The top of this file contains entries that may fix the right side numbers bug:
_End_Of_Message_And_End_OfFile-> ->
From the Launchpad site (for Eclipse-formatted dictionaries):
A list of (Vim-flavored) regular expressions that will convert a dictionary exported in rtf/cre format into Python dictionary format. Ideally this should be turned into a simple script that new users can run on their dictionaries without prior knowledge of regular expressions. This has only been fully tested with rtf/cre dictionaries exported by Eclipse. Additional formatting is probably necessary for rtf/cre files exported from CAT software other than Eclipse. More testing is required. Note that Plover currently supports two types of steno dictionary: Eclipse format, where hyphens are only made explicit when necessary, and DigitalCAT format, where all hyphens are explicit. Default format is Eclipse, so if you are importing a DigitalCAT dictionary, change the format in Plover's .config file.
%s/\/\/g
%s/"/\"/g
%s/ / /g
%s/^.{$}.$\n// %s/^.\par\.$\n//
%s/{\.\cxs ([^}]+)}/"\1": /
%s/^[^"].*$\n//
%s/: \cxds (.*)\cxds/: {^\1^}/
%s/: \cxds (.*)/: {^\1}/
%s/: (.*)\cxds/: {\1^}/
%s/{l1}//g %s/{l0}//g
%s/\cxp//g
%s/\cxfing /&/g
%s/\cxfc /-|/g
%s/{\cxstit /{^-/
/cx
%s/ \n/^M/g - (don't type in the ^M; do control-q, then control-m, and what will display is ^M)

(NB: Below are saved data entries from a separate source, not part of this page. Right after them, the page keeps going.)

PR #3268, opened 2026-04-18
feat(self): add allowlist in blocklist for channels_config.feishu.reactEmoji and dynamic update feishu.reactEmoji by using my-tool

JiajunBernoulli:
Add a regex-based blacklist pattern to block dangerous modifications to channels_config while allowing safe properties like feishu.reactEmoji.

### DIFF
--- a/nanobot/agent/tools/self.py
+++ b/nanobot/agent/tools/self.py
@@ -46,6 +46,11 @@ class MyTool(Tool):
         "_concurrency_gate", "_unified_session", "_extra_hooks",
     })
 
+    # Whitelist for specific keys allowed to modify (even if top-level is BLOCKED)
+    _ALLOW_LIST_IN_BLOCKED = frozenset({
+        "channels_config.feishu.reactEmoji",
+    })
+
     READ_ONLY = frozenset({
         "subagents",  # observable but replacing it would break the system
         "_current_iteration",  # updated by runner only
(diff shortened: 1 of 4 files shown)


Re-bin (changes requested):
Appreciate the instinct — punching a narrow hole in `BLOCKED` so agents can drive `feishu.reactEmoji` is a reasonable feature request. The execution needs work before this can land, though.

**The regex is escaped one level too many and defeats the entire PR.** `r"^channels_config\.(?!feishu\\.reactEmoji$)"` — in the raw string, `\\.` is `\\` + `.`, which `re` reads as *literal backslash + any char*, not *literal dot*. So the lookahead never fires on `feishu.reactEmoji`, the outer pattern matches, and the one key this PR is supposed to allow gets blocked. Verified against the real tool:

```
set channels_config.feishu.reactEmoji
→ "Error: 'channels_config.feishu.reactEmoji' matches a blocked pattern and cannot be modified"
```

Drop one backslash (`\.` not `\\.`) and it works.

CI missed this because the tests cover only the two negative cases (`channels_config.feishu`, `channels_config.slack`) and the root. The positive case `channels_config.feishu.reactEmoji → allowed` — the PR's whole reason for existing — isn't asserted anywhere. Please add it; it'll catch this class of escape bug up front.

Two things to disclose / rethink that aren't mentioned in the PR body:

1. Removing `channels_config` from `BLOCKED` opens it on **both sides** (the comment on that set literally says *"inspect + modify both blocked"*). After this PR, `my(action="check", key="channels_config.feishu")` can dump the whole Feishu channel config, and `my(action="set", key="channels_config", value={})` can wipe every channel's config in one call. The PR body only talks about modification, so that's a silent scope expansion.
2. Regex-for-one-allowlist-entry is heavier than the problem. Simpler and stricter: keep `channels_config` in `BLOCKED` and add an explicit `_MODIFY_ALLOW = frozenset({"channels_config.feishu.reactEmoji"})` that's checked first in `_modify` only — leaves `inspect` boundary intact, no escape pitfalls, intent readable at a glance.

Happy to re-review once the regex is fixed, the positive test is added, and the scope (is opening inspect + root-replace intentional?) is either walked back or called out explicitly. Nice idea, worth finishing.

JiajunBernoulli:
image

手动测试生效了

JiajunBernoulli:
image
直接用自然语言要求修改的测试用例

JiajunBernoulli:
Hi @Re-bin , would you please review it again?

PR #3269, opened 2026-04-18
fix(utils): extract PPTX table cells and grouped shape text (#3250)

### LINKED ISSUE #3250: Missing text when extracting content from PPTX (tables & grouped shapes)
## Problem

While using nanobot to summarize `.pptx` files, I noticed that some content is missing in the output.

Mainly missing:

- Text inside tables
  image
- Text inside grouped shapes
  image
- Some nested shape content  

---

### How I ran into this

I was using PPTX summarization with a real presentation file that includes tables and grouped elements.

I started the service:

```bash
nanobot serve
```

Then sent a request:

```bash
curl -X POST "http://127.0.0.1:8900/v1/chat/completions" \
  -F "message=Please summarize this" \
  -F "files=@/path/to/your/test.pptx"
```

The returned summary looked incomplete.

At first I thought it was a model issue, but after checking, I realized the missing content was never extracted from the PPTX.

This happens consistently across different PPTX files.

---

### Why this happens

Looks like the current extraction logic is a bit shallow:

- Only reads `.text` from top-level shapes  
- Doesn’t go through table cells  
- Doesn’t handle grouped / nested shapes recursively  

---

### Proposed fix
I implemented a recursive extraction approach that:
- Traverses all nested shapes
- Extracts text from tables (row → cell)
- Uses getattr for safe compatibility across different shape types
This fixes the issue in my local tests.

I can open a PR if this approach looks good.

04cb:
Closes #3250

`_extract_pptx` only read `shape.text` on top-level shapes, silently dropping table cells and text inside group shapes. Walk shapes recursively and pull cell text from tables.

### DIFF
--- a/nanobot/utils/document.py
+++ b/nanobot/utils/document.py
@@ -159,14 +159,38 @@ def _extract_pptx(path: Path) -> str:
         for i, slide in enumerate(prs.slides, 1):
             slide_text: list[str] = []
             for shape in slide.shapes:
-                if hasattr(shape, "text") and shape.text:
-                    slide_text.append(shape.text)
+                _collect_pptx_shape_text(shape, slide_text)
             if slide_text:
                 slides.append(f"--- Slide {i} ---\n" + "\n".join(slide_text))
         return _truncate("\n\n".join(slides), _MAX_TEXT_LENGTH)
     except Exception as e:
         logger.error("Failed to extract PPTX {}: {}", path, e)
         return f"[error: failed to extract PPTX: {e!s}]"
+
+
+def _collect_pptx_shape_text(shape, out: list[str]) -> None:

:%s/^"([-A-Z0-9\/]+)": (.)$/"\1": "\2",
You can find a ~9 mb zip file containing several unconverted dictionaries in rtf format and a few converted dictionaries in json format as well, in both Eclipse (only necessary hyphens explicit) and DigitalCAT (all hyphens explicit) flavors of steno here:
http://stenoknight.com/plover/ploverdicts.zip
The DigitalCAT dictionaries will require much more weeding, since they have extra metadata that the regular expressions in the launchpad blueprint doesn't account for. Stuff like dictentrydate, which we can just cut out completely, and conflicts, which will require the sacrifice of the entry, since Plover doesn't support conflict differentiation (nor will it ever, if I have anything to say about it). Basically anything starting with cx is steno-specific metadata.
I thought I'd put a reference here to the rtf cre spec: http://www.legalxml.org/workgroups/substantive/transcripts/cre-spec.htm
I ran my script on the dictionaries in the zip file and it ran int some problems with ab-digitalcat-0528.rtf because it had something in it that wasn't legal RTF. I took a look and that part of the file didn't make sense. Is it possible that there was some kind of copy paste change in that file or is it as it was on export?
Plover now supports RTF dictionaries natively.
Many Plover users have steno experience with other programs and therefore have mature dictionaries in those programs' formats. A tool should exist to easily convert other programs' dictionaries to the Plover dictionary format.